Robin Hanson has proposed a new policy proposal for dealing with low fertility:
Fortunately, there is a pretty similar arrangement that offends people far less: governments now typically endow each new resident kid with a proportional share of its debt. Apparently it is offensive to owe your parents for your life, but good community health to owe your government for its general spending before you were born. Go figure.
So governments borrowing to pay parents to have kids, and then taxing those kids later to pay back the loans, gets us pretty close to the free market solution, solving the market failure created by our preventing mutually-beneficial parent-kid deals. There just one catch: the free market solution would tend to pay parents more for making kids who later make more money to pay back loans or equity. In contrast, a government paying the same per kid, regardless of quality, wouldn’t do this.
But we can get closer if we endow kids with equity, not debt, obligations. Give parents a transferable right to a fixed percentage of the taxes those kids will later pay governments. Parents of kids who will later make more money could sell those rights for more, just as in a free market solution. Market failure problem solved, mostly. This costs governments nothing now, and is a net gain for them later.
The idea is more or less this: that parents are given a share of their child’s taxes (which I will call the child tax deed), and a right to sell it. Putting aside the fact that I think monetary incentives would have a weak effect on fertility at the aggregate level, and that large incentives are probably dysgenic, the policy he proposed has one major issue: social signalling.
Parents have children for different reasons. Some of them did so by accident. Some feel pressured by their general social circle.

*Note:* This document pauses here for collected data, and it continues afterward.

PR #3018, opened 2023-10-11
Use `LooseVersion` from `easybuild.tools` in all easyblocks

appolloford:


easybuild/easyblocks/__init__.py
```diff
@@ -32,9 +32,10 @@
 @author: Jens Timmerman (Ghent University)
 """
 import os
-from distutils.version import LooseVersion
 from pkgutil import extend_path
 
+from easybuild.tools.loose_version import LooseVersion
```
Micket, line 37: I think it's specifically this import that trips up the CI, this is the thing that's used for installed the easyblocks pip package itself.

Really not sure how we fix this though...

easybuild/easyblocks/a/abaqus.py
```diff
@@ -35,14 +35,14 @@
...
 from collections import OrderedDict
-from distutils.version import LooseVersion
 
 from easybuild.easyblocks.generic.binary import Binary
 from easybuild.framework.easyblock import EasyBlock
 from easybuild.framework.easyconfig import CUSTOM
 from easybuild.tools.build_log import EasyBuildError
 from easybuild.tools.environment import setvar
 from easybuild.tools.filetools import change_dir, symlink, write_file
+from easybuild.tools.loose_version import LooseVersion
```
boegel, line 45: Please use `from easybuild.tools import LooseVersion` instead, like we do everywhere in framework?

boegel (changes requested):

easybuild/easyblocks/a/abaqus.py
Micket: (I think this was just a test due to the import not working in the CI)

Micket:
So, I suggested to @appolloford to `isort` these to get the import in the right place, but perhaps this is a painful list to deal with when merging this into develop later since there were so many places where this wasn't followed strictly.

I tried to see in the isort conf if there was some way to limit it to not change so much, like only sorting on type nor alphabetical, but couldn't find anything like that. :(

boegel (approved):
lgtm

boegel:
This is good to go, so I've promoted this from "draft" to "ready to review".

A corresponding change in the framework repo may be needed because both `VERSION` and `VERBOSE_VERSION` are not string values rather than `LooseVersion` instances...

PR #3024, opened 2023-10-24
Fix the blas/lapack name passed to meson when building recent scipy versions (>= 1.9.0) on top of Intel MKL

schiotz:
The meson script expects the ``pkg-config`` name of the MKL package, instead of just 'mkl'.  See https://github.com/easybuilders/easybuild-easyconfigs/pull/18875


schiotz:
Note that this should not break any existing easyconfigs (*), as there is no intel-based SciPy-bundle new enough to build using meson.

(*) Famous last words...

boegel:
EB_ARGS="SciPy-bundle-2022.05-intel-2022a.eb"

boegel:
@boegelbot please test @ jsc-zen2
EB_ARGS="SciPy-bundle-2022.05-intel-2022a.eb"

boegel (approved):
lgtm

Some of them are pressured by closer relatives like parents or their significant other. But I think that a large number (perhaps even a majority) do so for personal reasons: that they like kids or want to leave behind a legacy.

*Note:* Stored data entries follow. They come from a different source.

PR #3034, opened 2023-11-15
Added easyblock for flook that includes install step

ahkole:
The software flook (https://github.com/ElectronicStructureLibrary/flook) has an unconventional build system. It doesn't have a configure script and requires a manual config file, but it does have an install step. The currently available flook easyconfig uses the `MakeCp` generic easyblock which works fine in most cases but it doesn't automatically install the pkgconf that might be needed by other software to automatically detect that flook has been installed. This PR adds a new easyblock for flook that also performs the install step so that the pkgconf file is generated and installed.

### DIFF
--- a/easybuild/easyblocks/f/flook.py
+++ b/easybuild/easyblocks/f/flook.py
@@ -1,0 +1,43 @@
+##
+# Copyright 2023 Utrecht University
+#
+# This file is part of EasyBuild,
+# originally created by the HPC team of Ghent University (http://ugent.be/hpc/en),
+# with support of Ghent University (http://ugent.be/hpc),
+# the Flemish Supercomputer Centre (VSC) (https://www.vscentrum.be),
+# Flemish Research Foundation (FWO) (http://www.fwo.be/en)
+# and the Department of Economy, Science and Innovation (EWI) (http://www.ewi-vlaanderen.be/en).
+#
+# https://github.com/easybuilders/easybuild
+#
+# EasyBuild is free software: you can redistribute it and/or modify
+# it under the terms of the GNU General Public License as published by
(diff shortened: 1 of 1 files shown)


ahkole:
The easyblock is used in https://github.com/easybuilders/easybuild-easyconfigs/pull/19238

ocaisa (approved):
LGTM

ocaisa:
EasyBlock tests are in https://github.com/easybuilders/easybuild-easyconfigs/pull/19238 and works great, thanks a lot @ahkole!

boegel:
@ahkole Would it make sense to also update the existing `flook` easyconfigs to use this easyblock (at least the ones using a supported toolchain, see also https://docs.easybuild.io/policies/toolchains)?

ahkole:
> @ahkole Would it make sense to also update the existing `flook` easyconfigs to use this easyblock (at least the ones using a supported toolchain, see also https://docs.easybuild.io/policies/toolchains)?

@boegel I think this would make sense yes. Looking at the other `flook` easyconfigs they only differ in the toolchain used and the new version properly installs the pkgconfig file which makes it detectable by build systems like cmake. The other easyconfigs could also benefit from this. Should I open a PR for this?

boegel:
> > @ahkole Would it make sense to also update the existing `flook` easyconfigs to use this easyblock (at least the ones using a supported toolchain, see also https://docs.easybuild.io/policies/toolchains)?
> 
> @boegel I think this would make sense yes. Looking at the other `flook` easyconfigs they only differ in the toolchain used and the new version properly installs the pkgconfig file which makes it detectable by build systems like cmake. The other easyconfigs could also benefit from this. Should I open a PR for this?

@ahkole Please do!

PR #3045, opened 2023-11-30
Add requirement for EULA acceptance to CUDA easyblock

ocaisa:


ocaisa:
@boegelbot please test @ generoso EB_ARGS="CUDA-12.1.1.eb"

ocaisa:
Urgh, that shouldn't have worked but did because the sources were already on disk. @boegel Can you remove them so I can ask again (expecting a failure)

ocaisa:
Test report by @ocaisa
 * **SUCCESS** _CUDA-12.1.1.eb_ 

login1 - Linux Rocky Linux 8.5, x86_64, Intel(R) Xeon(R) CPU E5-2667 v3 @ 3.20GHz, Python 3.6.8
See https://gist.github.com/ocaisa/9414518b4479eb80ef7d87a336b9b850 for a full test report.

ocaisa:
And that one is with the updated command line:
```
eb --include-easyblocks-from-pr=3045 CUDA-12.1.1.eb --rebuild --accept-eula-for=CUDA --upload-test-report
```

ocaisa:
I think I'll fold the script to the linking to the host drivers in here as well...working on it now

mboisson:
My point is that the software installer is *not* the end user. Merely a middle-person.

ocaisa:
That's problematic though, as you don't need accept the EULA to run a CUDA application. To be honest, the way we've implemented CUDA support in EESSI this would indeed be possible, we've dropped CUDA to a build dep and rely on RPATH for running the cuda applications. You could require the end user to set a certain environment variable to allow them to load the CUDA module itself. You can do that by configuring an lmod RC file appropriately along the lines of what's done in https://github.com/EESSI/software-layer/pull/381

Unfortunately that's not a global solution though, so I still this as a reasonable approximation to what is happening a lot in practice.

easybuild/easyblocks/c/cuda.py
```diff
@@ -92,6 +92,16 @@ def __init__(self, *args, **kwargs):
         self.cfg.template_values['cudaarch'] = cudaarch
         self.cfg.generate_template_values()
 
+    def fetch_step(self, *args, **kwargs):
+        """Check for EULA acceptance prior to getting sources."""
+        # EULA for CUDA must be accepted via --accept-eula-for EasyBuild configuration option,
+        # or via 'accept_eula = True' in easyconfig file
+        self.check_accepted_eula(
```
boegel, line 99: I'm fine with checking it here, but maybe we should also check again in `install_step` just in case the install file is already available?

I would do that via a custom method `check_accepted_cuda_eula` in this easyblock, which we call twice (in `fetch_step` + `install_step`, or maybe `extract_step` rather than `install_step`)

boegel (changes requested):

boegel:
> Urgh, that shouldn't have worked but did because the sources were already on disk. I'll do the reports manually

It worked because the bot uses `--accept-eula-for=".*"`, looks good as is.

easybuild/easyblocks/c/cuda.py
boegel: Actually, nevermind, `fetch_step` is always run, even when the install files is already available, as @branfosj pointed out to me, so should be good as is.

boegel (approved):

boegel:
Test report by @boegel
 * **SUCCESS** _CUDA-12.1.0.eb_ 

node4006.donphan.os - Linux RHEL 8.8, x86_64, Intel(R) Xeon(R) Gold 6240 CPU @ 2.60GHz (cascadelake), 1 x NVIDIA NVIDIA A2, 535.129.03, Python 3.6.8
See https://gist.github.com/boegel/c601f3b5d88c51d06fd432feadd59cd3 for a full test report.

PR #3050, opened 2023-12-12
new easyblock for DualSPHysics

jfgrimm:
When building with EasyBuild configured to use rpath, the sanity checks for the existing easyconfig fail because some prebuilt binaries and libraries are bundled in the tarball, and these don't have an RPATH section. The new easyblock runs `patchelf` to add a corresponding entry.

corresponding easyconfigs PR: https://github.com/easybuilders/easybuild-easyconfigs/pull/19400

(created using `eb --new-pr`)

### DIFF
--- a/easybuild/easyblocks/d/dualsphysics.py
+++ b/easybuild/easyblocks/d/dualsphysics.py
@@ -75,7 +75,7 @@ class EB_DualSPHysics(CMakeMakeCp):
     def configure_step(self):
         """Custom configure procedure for DualSPHysics."""
         srcdir = os.path.join(self.cfg['start_dir'], 'src/source')
-        CMakeMakeCp.configure_step(self, srcdir=srcdir)
+        super(EB_DUALSPHysics, self).configure_step(srcdir=srcdir)
 
     def install_step(self):
         """Custom install procedure for DualSPHysics."""
--- a/easybuild/easyblocks/d/dualsphysics.py
+++ b/easybuild/easyblocks/d/dualsphysics.py
@@ -59,7 +59,7 @@ class EB_DualSPHysics(CMakeMakeCp):
         super(EB_DualSPHysics, self).__init__(*args, **kwargs)
 
         self.dsph_target = None
-        self.shortver = None
+        self.shortver = '.'.join(self.version.split('.')[0:2])
 
     def prepare_step(self, *args, **kwargs):
         """Determine name of binary that will be installed."""
@@ -69,8 +69,6 @@ class EB_DualSPHysics(CMakeMakeCp):
             self.dsph_target = 'GPU'
         else:
             self.dsph_target = 'CPU'
-
-        self.shortver = '.'.join(self.version.split('.')[0:2])
 
     def configure_step(self):
         """Custom configure procedure for DualSPHysics."""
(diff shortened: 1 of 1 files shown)


easybuild/easyblocks/d/dualsphysics.py
```diff
@@ -0,0 +1,151 @@
...
+            self.dsph_target = 'GPU'
+        else:
+            self.dsph_target = 'CPU'
+
+        self.shortver = '.'.join(self.version.split('.')[0:2])
+
+    def configure_step(self):
+        """Custom configure procedure for DualSPHysics."""
+        srcdir = os.path.join(self.cfg['start_dir'], 'src/source')
+        CMakeMakeCp.configure_step(self, srcdir=srcdir)
```
akesandgren, line 78: Why not "super(EB_DUALSPHysics, self)...." as is used in other places (and is what we normally use)

jfgrimm: good point, somehow overlooked that
```suggestion
        super(EB_DUALSPHysics, self).configure_step(srcdir=srcdir)
```

easybuild/easyblocks/d/dualsphysics.py
```diff
@@ -0,0 +1,151 @@
...
+            self.dsph_target = 'GPU'
+        else:
+            self.dsph_target = 'CPU'
+
+        self.shortver = '.'.join(self.version.split('.')[0:2])
+
+    def configure_step(self):
+        """Custom configure procedure for DualSPHysics."""
+        srcdir = os.path.join(self.cfg['start_dir'], 'src/source')
+        super(EB_DUALSPHysics, self).configure_step(srcdir=srcdir)
```
jfgrimm, line 78:
```suggestion
        super(EB_DualSPHysics, self).configure_step(srcdir=srcdir)
```

jfgrimm:
https://github.com/easybuilders/easybuild-easyconfigs/pull/19400#issuecomment-1877335677

easybuild/easyblocks/d/dualsphysics.py
```diff
@@ -0,0 +1,151 @@
...
+    def prepare_step(self, *args, **kwargs):
+        """Determine name of binary that will be installed."""
+        super(EB_DualSPHysics, self).prepare_step(*args, **kwargs)
+
+        if get_software_root('CUDA'):
+            self.dsph_target = 'GPU'
+        else:
+            self.dsph_target = 'CPU'
+
+        self.shortver = '.'.join(self.version.split('.')[0:2])
```
akesandgren, line 73: self.shortver can be set in __init__ so you don't have to repeat it later on.

akesandgren (changes requested):

easybuild/easyblocks/d/dualsphysics.py
jfgrimm: done

akesandgren:
Tested version of DualSPHysics-5.0.175-GCC-11.2.0.eb before using this easyblock (which fails) and the version from https://github.com/easybuilders/easybuild-easyconfigs/pull/19400 (which works)

akesandgren (approved):
LGTM

akesandgren:
Going in, thanks @jfgrimm!

PR #3053, opened 2023-12-14
add ar symlink when building TensorFlow with --rpath

jfgrimm:
seeing issues like:
```
# Configuration: 59a0a0e80bc61398ca9fef36ddd3d195f45bc65f8bfbc1a894cf677de7d5d5e9
# Execution platform: @local_execution_config_platform//:platform
src/main/tools/process-wrapper-legacy.cc:80: "execvp(/tmp/eb-m2n16g8t/tmptk5axscj/rpath_wrappers/ld_wrapper/ar, ...)": No such file or directory
Target //tensorflow/tools/pip_package:build_pip_package failed to build
```

when easybuild is configured with rpath

(created using `eb --new-pr`)


Flamefire:
Added an alternative symlinking **all** binutils to https://github.com/easybuilders/easybuild-easyblocks/pull/3054

Otherwise the build could fail as that path is passed via `-B`

PR #3054, opened 2023-12-14
Add binutils symlinks when building TensorFlow with --rpath

Flamefire:
This fixes a regression by https://github.com/easybuilders/easybuild-framework/pull/2410

Avoids build errors like
> Configuration: 59a0a0e80bc61398ca9fef36ddd3d195f45bc65f8bfbc1a894cf677de7d5d5e9
> Execution platform: @local_execution_config_platform//:platform
> src/main/tools/process-wrapper-legacy.cc:80: "execvp(/tmp/eb-m2n16g8t/tmptk5axscj/rpath_wrappers/ld_wrapper/ar, ...)": No such file or directory
> Target //tensorflow/tools/pip_package:build_pip_package failed to build

### DIFF
--- a/easybuild/easyblocks/t/tensorflow.py
+++ b/easybuild/easyblocks/t/tensorflow.py
@@ -49,6 +49,7 @@ from easybuild.tools.filetools import is_readable, read_file, symlink, which, wr
 from easybuild.tools.modules import get_software_root, get_software_version, get_software_libdir
 from easybuild.tools.run import run_cmd
 from easybuild.tools.systemtools import AARCH64, X86_64, get_cpu_architecture, get_os_name, get_os_version
+from easybuild.tools.toolchain.toolchain import RPATH_WRAPPERS_SUBDIR
 
 
 CPU_DEVICE = 'cpu'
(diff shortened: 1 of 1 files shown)


easybuild/easyblocks/t/tensorflow.py
```diff
@@ -461,6 +464,19 @@ def configure_step(self):
...
         self.binutils_bin_path = os.path.dirname(ld_path)
+        if self.toolchain.is_rpath_wrapper(ld_path):
+            if os.path.basename(os.path.dirname(os.path.dirname(ld_path))) == RPATH_WRAPPERS_SUBDIR:
+                # TF expects all binutils binaries in a single path but newer EB puts each in their own subfolder
+                # Add symlinks to each binutils binary into a single folder
+                new_rpath_wrapper_dir = os.path.join(self.wrapper_dir, RPATH_WRAPPERS_SUBDIR)
+                binutils_bin_path = os.path.join(get_software_root('binutils'), 'bin')
+                self.log.info("Found %s to be an rpath wrapper. Adding symlinks for binutils in %s to %s.",
+                              ld_path, binutils_bin_path, new_rpath_wrapper_dir)
+                mkdir(new_rpath_wrapper_dir)
```
jfgrimm, line 475:
```suggestion
                mkdir(new_rpath_wrapper_dir, parents=True)
```

jfgrimm: good point

jfgrimm:
Test report by @jfgrimm
 * **SUCCESS** _TensorFlow-2.11.0-foss-2022a-CUDA-11.7.0.eb_ 

Build succeeded (with --ignore-test-failure) for 1 out of 1 (1 easyconfigs in total)
himem01.viking2.yor.alces.network - Linux Rocky Linux 8.8, x86_64, AMD EPYC 7643 48-Core Processor, Python 3.6.8
See https://gist.github.com/jfgrimm/10c8c324a0221f7ca2fd307fb035cc25 for a full test report.

jfgrimm (approved):
lgtm

easybuild/easyblocks/t/tensorflow.py
```diff
@@ -461,6 +465,19 @@ def configure_step(self):
         # note that this may be an RPATH wrapper script (when EasyBuild is configured with --rpath)
         ld_path = which('ld')
         self.binutils_bin_path = os.path.dirname(ld_path)
+        if self.toolchain.is_rpath_wrapper(ld_path):
+            if os.path.basename(os.path.dirname(os.path.dirname(ld_path))) == RPATH_WRAPPERS_SUBDIR:
+                # TF expects all binutils binaries in a single path but newer EB puts each in their own subfolder
+                # Add symlinks to each binutils binary into a single folder
+                new_rpath_wrapper_dir = os.path.join(self.wrapper_dir, RPATH_WRAPPERS_SUBDIR)
+                binutils_bin_path = os.path.join(get_software_root('binutils'), 'bin')
```
boegel, line 473: The assumption here that `binutils` is provided as a build dependency is not always correct, since it may be filtered out as dependency (which we do in [EESSI](https://eessi.io)).

So this definitely requires a follow-up PR which has some kind of fallback mechanism in case `get_software_root('binutils')` produces `None`.

boegel: see also #2218, the problem being fixed there is essentially being introduced again here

What would these parents do with their child tax deed? “Sell” it to their children.
In fact, parents who decided to have kids for other reasons who nonetheless grow to have loving relationships with their children will probably ceremonially sell their deed to their children. If so, then children who do not have their deed will (rightfully) question the nature of their relationship with their parents. And if the parents don’t want that, then they would be pressured into giving it to them, even if they may not have naturally made that decision based on their feelings.
The choice of who to give the child tax deed to will not only affect their relationship with their child, but also their social status. Loving your kids is high status. Not giving the deed to the child will become low status, so it should be expected that most parents will give the deed to their child. And if that is the cultural expectation, then the policy of child tax deeds should not have a large increase on fertility, as parents will no longer expect to receive that money.
edit 1 — removed a link to a study because I read through it and thought it was probably p-hacked.
You could fix this by making it nontransferrable. The child gets taxed automatically and some of that money (perhaps the majority) goes to pay back a loan that the parent took out to pay for child-related costs. No choices are involved other than the choice to take the loan out.
But a more serious problem with this is that once every parent gets more money, the price of everything needed for child-raising just goes up because our economy is gummed up with red tape and has extremely low supply elasticity for things like childcare and housing.